I'm in!! That's very generous of you, THANKS!


----------



## SHTF Slingshots (Feb 4, 2013)

I'm in.

Thanks in advance for the chance to win.


----------



## Bob Holland (Apr 24, 2013)

Congratulations on your 2000 post when you get there. As you may see this is my 1st post here. I have been reading a lot about slingshots & am working on making my first. Got several holly forks drying in the shed. Cut a few pouches & going to get some surgical tubing soon or maybe an old bicycle tube for bands. Getting a lot of reading about the subject done. A lot of talent around here. I guess I'm kinda late in life starting on a new hobby (64). So here's to you on your 2000 post with my 1st post. CHEERS & count me in for your contest. Bobby in NC.


----------



## NicklePanda (Feb 17, 2013)

With this post I am in. Heheh. Thanks for the opportunity.
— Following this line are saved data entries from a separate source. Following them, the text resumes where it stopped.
PR #2162, opened 2024-08-02
Fix checkBalance bug in new OETHVaultCore

naddison36:
## Contract changes

* `checkBalance` has the same bug as `_wethAvailable()`. If there is more outstanding withdrawal requests than WETH in the vault and strategies, the checkBalance will not return 0. It will return the balance
* Unit test added to cover this bug

This bug is not on mainnet. It's only on `master` after the OETH Withdrawal Queue changes were merged.

## Code Change Checklist

- [ ]  Unit tests *if needed

Internal review:


shahthepro (approved):
LGTM

DanielVF (approved):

Good luck to all. -Leo


----------



## slingshothunter135 (May 3, 2013)

I am in!!


----------



## Jeff Lazerface (May 7, 2013)

Grats!! I will join.


----------



## Btoon84 (Nov 22, 2011)

Hey AZ!!!!!!!!!!!!!!!!!!!!!!!!!! Make some more posts man! Lets get that thing up there!!!!!

I'm gonna start asking you slingshot related questions, knowing your weakness for all things slingshot, prompting you to reply... increasing your post count.... and BAM! GIVEAWAY CITY! (population: btoon)

SO, AZ Stinger, buddy, mate, giver awayer of all things good and great, maker of the best slings seen to date...... :naughty:

How many slingshots.... do you have..... WITH a working bandset ready to sling some ammo??? My guess is 7.

Your loyal followers desperately await your answer. :king:


----------



## AZ Stinger (Aug 30, 2012)

That would be 41 B....ahhhh, tricked again


----------



## Btoon84 (Nov 22, 2011)

Pics or it didn't happen!!!!! J/K lol WOW dude! You have me beat, coming in at a lowly 35 here  :bowdown: The sickness is strong within you.

I'm thinking of another question..... in the meantime AZ, you should go associate some words!


----------



## AZ Stinger (Aug 30, 2012)

We won`t get fooled again, hahahha I`m on to ya B


----------



## Btoon84 (Nov 22, 2011)

AZ, I was thinking..... and I'm curious about your working conditions for this upcoming summer.... being in Arizona you gotta escape that heat/sun... do you have an outdoor workshop with a nice shaded area... perhaps a fan circulates the air nearby... inquiring minds want to know, so please describe your workshop/space. Set the scene for us...


----------



## AZ Stinger (Aug 30, 2012)

Thanks for asking B, always willing to give folks the tour of my state of the art facilities, it`s got it all, temp control ( Az sun ) shade, you name it, not to mention all the latest equipment...take your time, look around...


----------



## rockslinger (Nov 16, 2010)

AZ Stinger said:


> 20130513_141422.jpg Thanks for asking B, always willing to give folks the tour of my state of the art facilities, it`s got it all, temp control ( Az sun ) shade, you name it, not to mention all the latest equipment...take your time, look around...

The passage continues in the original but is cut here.